Previous studies have investigated spatial patterning and associations of area characteristics with suicide rates in Western and Asian countries, but few have been conducted in the United States. This study aims to: 1) identify spatial and spatio-temporal clusters of high suicide rates in Ohio; and 2) assess the relationship between demographic and socioeconomic contextual factors and suicide clusters. Understanding the spatial distribution of suicide can inform the planning, implementation, and evaluation of suicide prevention efforts.
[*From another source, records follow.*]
PR #59624, opened 2024-01-16
Enable attribution through site admin.

cbart:
Add query:

```graphql
site {
  codyConfigFeatures {
    attribution
  }
}
```
to explicitly enable attribution for users.

Pending: Corresponding client-side change.

## Test plan

GraphQL-level testing with mocked site config.


chwarwick (commented):
@slimsag I thought the config based features were going to be removed in favor of RBAC is that still the plan?

arafatkatze:
@chwarwick To my understanding that is still the plan the only thing is that we wanna have easy placeholder gQL to be able to test things on all ends really fast. Once we have that the RBAC shift is super easy(this is also why the current configfeatures exists) its only for testing.

arafatkatze (approved):
image
Tests pass fine and the GQL querying works perfectly too.

cbart:
> @slimsag I thought the config based features were going to be removed in favor of RBAC is that still the plan?

I was following @slimsag 's advice here: https://sourcegraph.slack.com/archives/C05JDP433DL/p1704931118495999?thread_ts=1704408478.471069&cid=C05JDP433DL

cbart:
But yes! @chwarwick is right that if we want to pick an API we should do it now :)

cbart:
Yep! Sorry I meant to link it in the PR description, but then forgot.

schema/site.schema.json
```diff
@@ -2909,6 +2908,10 @@
         "commands": {
           "description": "Enable/Disable special commands for the clients",
           "type": "boolean"
+        },
+        "attribution": {
+          "description": "Enable/Disable attribution search for Cody-generated snippets",
+          "type": "boolean"
```
slimsag, line 2914: Specifically in the site config schema, `configFeatures` will be removed. The GraphQL resolver and everything else will remain, but the site config schema will not.

You should put this as your own top-level config key. i.e. instead of site admins writing:

```
"configFeatures": {
    "attribution": true,
},
```

You should have them write something that is consistent with how other site config 'enabled' options look like, you can pick from one of these two options (I have no preference):

```
// Option 1
"batchChanges.enabled": true,
"search.index.symbols.enabled": true,
"codeIntelAutoIndexing.enabled": true,

// Option 2
"auth.passwordPolicy": {
    "enabled": true,
},
"auth.allowedIpAddress": {
    "enabled": true,
}
```

slimsag (approved):
All this code looks good to me, with the exception of just the site.schema.json changes I mentioned inline.

cbart:
Thanks! I'll proceed in amending the site config and then land this. ❤️

schema/site.schema.json
cbart: Done now!

arafatkatze: Makes sense @cbart thank you

PR #59643, opened 2024-01-16
Code Navigation: cache history panel data 

jasonhawkharris:
Before, we refetched data every time we visited the history panel, even if it the data hadn't changed from the last time we visited. This resulted in a sluggish experience when switching between tabs in the reference panel. 

Now, we cache `commit-history` after the first visit, and use that as the data source, resulting in a much snappier experience. 

## Test plan
CI/CD passing


jasonhawkharris:
I worked with what I knew here. Completely open to this not being the correct solution!

client/web/src/repo/RepoRevisionSidebarCommits.tsx
```diff
@@ -99,10 +101,41 @@ export const RepoRevisionSidebarCommits: FC<Props> = props => {
...
+                ls.setItem('commit-history', deserializedNodes)
+            }
+        }
+
+        const cachedNodes = ls.getItem('commit-history')
+        if (cachedNodes !== null) {
+            setCommitHistory(JSON.parse(cachedNodes))
+        }
+    }, [connection, props.filePath])
+
```
BolajiOlajide, line 134: Is there a reason we aren't leveraging Apollo's caching mechanism instead of storing this in localstorage?

camdencheek: Another path we could take is to use a react hook (`useMemo`?) to only re-fetch the history if `props.filePath` changes. In general, using local storage is a bit of a code smell since it's global and untyped.

jasonhawkharris: @BolajiOlajide I would absolutely love to do that, and would welcome any contribution to that end, whether it be advice or actual code.

camdencheek: Just to capture some progress @jasonhawkharris and I made: 
- The component is being re-rendered on ever load because it is being instantiated inside a `useMemo` with a bunch of unnecessary dependencies. Moving out into its own, independent `useMemo` helped with this
- For some reason, the query is still being re-run. React is reacting to changes in the props inside the component, but outside the component, the props are unchanged. We have no idea why this is happening, but it's enough to explain the requests being re-run.

PR #59461, opened 2024-01-10
msp/monitoring: add external uptime check and alert, rework health probes configuration

bobheadxi:
The new configuration is mostly based on Cody Gateway - if a service has an external domain, we create an uptime check and alert on failures.

The uptime check uses MSP standards, which depends on whether or not service health probes are configured. Since we use this in several places now, I've also reworked the health probes configuration to make it easier to reason with:

1. `healthProbes` now configures all healthchecks. `startupProbe` and `livenessProbe` has been removed
2. `disabled` is now `healthzProbes` - this configures if MSP healthchecks should be used, instead of default `/` ones.
3. By default, if no config is provided, MSP healthchecks are not used
4. If config is provided, MSP healthchecks must be explicitly disabled

Closes https://github.com/sourcegraph/managed-services/issues/350

This is required for our upcoming vendor evaluations as well.

This PR also includes a variety of internal improvements to alert policies.

## Test plan

https://github.com/sourcegraph/managed-services/pull/383:

image
image

https://github.com/sourcegraph/managed-services/actions/runs/7509458664

PR #59644, opened 2024-01-16
msp/spec: document requirements for healthzProbes: false

bobheadxi:
If `/-/healthz` is not implemented, services _must_ respond on `/` for external healthchecks (the Cloud Run default only does a TCP connect, which is why it generally works OOTB while the recently launched external healthchecks #59461 do not).

## Test plan

n/a

### DIFF
--- a/dev/managedservicesplatform/spec/environment.go
+++ b/dev/managedservicesplatform/spec/environment.go
@@ -407,19 +407,21 @@ type EnvironmentServiceAuthenticationSpec struct {
 
 type EnvironmentServiceHealthProbesSpec struct {
 	// HealthzProbes configures whether the MSP-standard '/-/healthz' service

Methods: This ecological study included all people who died by suicide in Ohio between January 1, 2004 to December 31, 2013. Suicide decedents were identified from death certificate data obtained from the Ohio Department of Health. Deaths by suicide were identified based on the International Classification of Diseases, 10th revision (ICD-10) external cause of death codes (X60-X84, Y87.0, *U03). The unit of analysis in defining a suicide cluster was the census tract (N= 2, 952). To identify suicide clusters, each suicide case was assigned to a census tract based on the residential address before death recorded in the death certificates.
Census data were used to obtain measures of census level neighborhood characteristics. Because these variables were highly correlated, principal component analysis with Varimax rotation was used to create latent variables. Using the 16 variables obtained from the 2008-2012 American Community Survey and the 2010 Area Resource File resulted in three area-level latent variables: economic deprivation, density of providers, and social fragmentation. Logistic regression was then used to examine the association between the three latent variables and being in a high-risk suicide cluster.
To identify the spatial distribution of suicide and test for clustering, spatial and spatio-temporal scan statistics were used to detect high-risk clusters of suicide at the census tract level.
Results: Nine statistically significant (p <0.05) high-risk spatial clusters and two space-time clusters were identified. The risk of suicide was up to 2.1 times higher in high-risk clusters than in areas outside these clusters (relative risk ranged from 1.22 to 2.14, p<0.01). In the multivariate model, factors strongly associated with area suicide rates were socio-economic deprivation (Odds ratio [OR] = 3.4, 94% CI = 2.6-4.5) and density of providers (OR = 0.35, 95% CI= 0.27-0.46).
Conclusions and Implications: Statistically significant high-risk spatial clusters were identified; most were in major cities and rural counties located in the Appalachian regions of Ohio. Heightened community wide suicide risk is associated with socioeconomic deprivation and lower levels of provider density relative to other communities. Efforts to reduce poverty and improve access to health and mental health services on the community level represent potentially important strategies to prevent suicide.